Stored items
☆ ☆ ☆ ☆

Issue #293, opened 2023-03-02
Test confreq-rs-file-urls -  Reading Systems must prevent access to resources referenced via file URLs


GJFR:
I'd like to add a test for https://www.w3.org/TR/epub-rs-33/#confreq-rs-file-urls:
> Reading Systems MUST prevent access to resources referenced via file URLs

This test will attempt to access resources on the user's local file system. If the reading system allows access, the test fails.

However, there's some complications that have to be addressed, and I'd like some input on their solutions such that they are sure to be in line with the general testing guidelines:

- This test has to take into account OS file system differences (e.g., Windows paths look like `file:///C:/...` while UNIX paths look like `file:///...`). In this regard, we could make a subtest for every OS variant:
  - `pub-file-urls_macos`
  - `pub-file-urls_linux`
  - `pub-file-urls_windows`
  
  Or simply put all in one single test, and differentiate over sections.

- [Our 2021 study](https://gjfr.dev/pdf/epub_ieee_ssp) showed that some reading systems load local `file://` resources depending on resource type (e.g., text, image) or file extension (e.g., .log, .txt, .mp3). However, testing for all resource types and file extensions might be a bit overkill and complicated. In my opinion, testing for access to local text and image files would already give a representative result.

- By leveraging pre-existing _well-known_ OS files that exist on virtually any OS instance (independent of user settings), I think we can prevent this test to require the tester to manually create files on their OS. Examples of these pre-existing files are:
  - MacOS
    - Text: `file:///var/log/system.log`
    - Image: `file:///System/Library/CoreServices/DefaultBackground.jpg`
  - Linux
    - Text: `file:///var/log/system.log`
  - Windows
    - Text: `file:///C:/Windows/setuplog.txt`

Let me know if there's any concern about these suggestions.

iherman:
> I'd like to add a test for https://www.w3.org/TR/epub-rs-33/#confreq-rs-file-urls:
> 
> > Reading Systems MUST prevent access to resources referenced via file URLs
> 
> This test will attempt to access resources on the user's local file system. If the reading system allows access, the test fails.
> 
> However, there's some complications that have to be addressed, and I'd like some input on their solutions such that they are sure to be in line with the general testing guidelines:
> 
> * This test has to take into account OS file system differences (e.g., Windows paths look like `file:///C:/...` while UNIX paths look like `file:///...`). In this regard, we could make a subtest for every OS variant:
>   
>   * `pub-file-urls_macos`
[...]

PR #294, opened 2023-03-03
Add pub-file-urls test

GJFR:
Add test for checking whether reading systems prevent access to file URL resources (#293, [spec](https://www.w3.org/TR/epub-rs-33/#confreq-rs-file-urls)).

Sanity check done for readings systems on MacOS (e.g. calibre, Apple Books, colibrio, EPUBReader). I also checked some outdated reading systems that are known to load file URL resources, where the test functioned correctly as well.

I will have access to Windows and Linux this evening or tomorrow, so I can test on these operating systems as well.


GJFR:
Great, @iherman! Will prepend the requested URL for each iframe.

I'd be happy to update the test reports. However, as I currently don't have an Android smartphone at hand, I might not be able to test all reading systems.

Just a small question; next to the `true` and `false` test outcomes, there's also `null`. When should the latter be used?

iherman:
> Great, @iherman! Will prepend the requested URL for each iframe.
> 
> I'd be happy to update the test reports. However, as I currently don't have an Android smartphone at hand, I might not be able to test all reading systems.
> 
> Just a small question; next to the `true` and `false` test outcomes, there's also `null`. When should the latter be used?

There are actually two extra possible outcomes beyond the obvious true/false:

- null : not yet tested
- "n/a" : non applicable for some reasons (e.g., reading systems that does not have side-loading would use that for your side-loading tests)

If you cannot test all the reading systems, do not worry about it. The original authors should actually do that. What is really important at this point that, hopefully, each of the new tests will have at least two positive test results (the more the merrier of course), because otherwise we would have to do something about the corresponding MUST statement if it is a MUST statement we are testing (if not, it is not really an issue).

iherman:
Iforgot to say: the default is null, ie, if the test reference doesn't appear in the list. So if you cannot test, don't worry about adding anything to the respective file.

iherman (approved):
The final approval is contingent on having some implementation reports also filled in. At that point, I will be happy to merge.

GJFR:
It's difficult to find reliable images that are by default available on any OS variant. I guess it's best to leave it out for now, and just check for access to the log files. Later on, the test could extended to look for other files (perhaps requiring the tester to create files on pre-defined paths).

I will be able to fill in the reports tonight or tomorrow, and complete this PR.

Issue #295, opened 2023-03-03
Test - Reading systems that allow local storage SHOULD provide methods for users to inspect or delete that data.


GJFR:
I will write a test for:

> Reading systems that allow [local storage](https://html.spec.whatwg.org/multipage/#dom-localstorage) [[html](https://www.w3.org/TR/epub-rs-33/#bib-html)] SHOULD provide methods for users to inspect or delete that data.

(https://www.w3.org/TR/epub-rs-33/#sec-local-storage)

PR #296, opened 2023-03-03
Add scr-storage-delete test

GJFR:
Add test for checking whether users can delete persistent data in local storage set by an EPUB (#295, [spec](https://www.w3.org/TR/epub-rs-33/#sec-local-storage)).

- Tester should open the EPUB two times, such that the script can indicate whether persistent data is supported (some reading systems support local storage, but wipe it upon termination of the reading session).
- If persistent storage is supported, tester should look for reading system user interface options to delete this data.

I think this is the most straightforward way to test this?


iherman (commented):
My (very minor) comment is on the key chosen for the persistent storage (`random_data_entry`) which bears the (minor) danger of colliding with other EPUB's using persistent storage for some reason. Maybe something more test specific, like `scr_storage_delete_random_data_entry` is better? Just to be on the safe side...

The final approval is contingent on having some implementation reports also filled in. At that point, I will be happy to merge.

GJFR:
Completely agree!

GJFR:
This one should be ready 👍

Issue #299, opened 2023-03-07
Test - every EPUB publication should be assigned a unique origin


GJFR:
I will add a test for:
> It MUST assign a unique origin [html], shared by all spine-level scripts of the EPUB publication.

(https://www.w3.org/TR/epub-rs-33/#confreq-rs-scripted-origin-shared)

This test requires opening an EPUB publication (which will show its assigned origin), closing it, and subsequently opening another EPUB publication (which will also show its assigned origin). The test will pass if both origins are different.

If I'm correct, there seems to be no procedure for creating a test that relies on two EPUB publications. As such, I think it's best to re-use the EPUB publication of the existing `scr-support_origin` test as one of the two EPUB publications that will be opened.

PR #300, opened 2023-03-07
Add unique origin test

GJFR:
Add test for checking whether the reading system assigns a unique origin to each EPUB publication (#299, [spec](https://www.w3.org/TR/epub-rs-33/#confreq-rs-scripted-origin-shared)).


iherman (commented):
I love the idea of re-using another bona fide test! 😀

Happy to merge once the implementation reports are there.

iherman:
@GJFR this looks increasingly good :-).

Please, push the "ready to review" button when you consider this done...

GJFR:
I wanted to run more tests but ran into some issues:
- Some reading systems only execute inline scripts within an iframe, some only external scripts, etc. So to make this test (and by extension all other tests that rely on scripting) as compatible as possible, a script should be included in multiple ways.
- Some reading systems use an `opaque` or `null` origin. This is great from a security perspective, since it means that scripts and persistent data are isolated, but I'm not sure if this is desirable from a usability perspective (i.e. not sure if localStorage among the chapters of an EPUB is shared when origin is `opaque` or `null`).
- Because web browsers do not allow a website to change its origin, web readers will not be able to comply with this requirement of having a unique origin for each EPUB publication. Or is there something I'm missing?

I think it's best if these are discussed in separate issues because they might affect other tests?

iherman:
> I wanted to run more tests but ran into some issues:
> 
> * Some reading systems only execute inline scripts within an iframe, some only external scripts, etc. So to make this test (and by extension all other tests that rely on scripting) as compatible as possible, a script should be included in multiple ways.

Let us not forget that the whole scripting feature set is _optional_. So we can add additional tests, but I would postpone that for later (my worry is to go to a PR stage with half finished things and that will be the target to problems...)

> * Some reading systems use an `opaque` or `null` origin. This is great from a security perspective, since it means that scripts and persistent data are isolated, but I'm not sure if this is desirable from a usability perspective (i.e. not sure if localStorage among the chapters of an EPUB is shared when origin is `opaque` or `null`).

☆ ☆ ☆ ☆

### What to do
Work out how many lines in the data hold the word "fails"; reply with the number alone.

### Finished task
2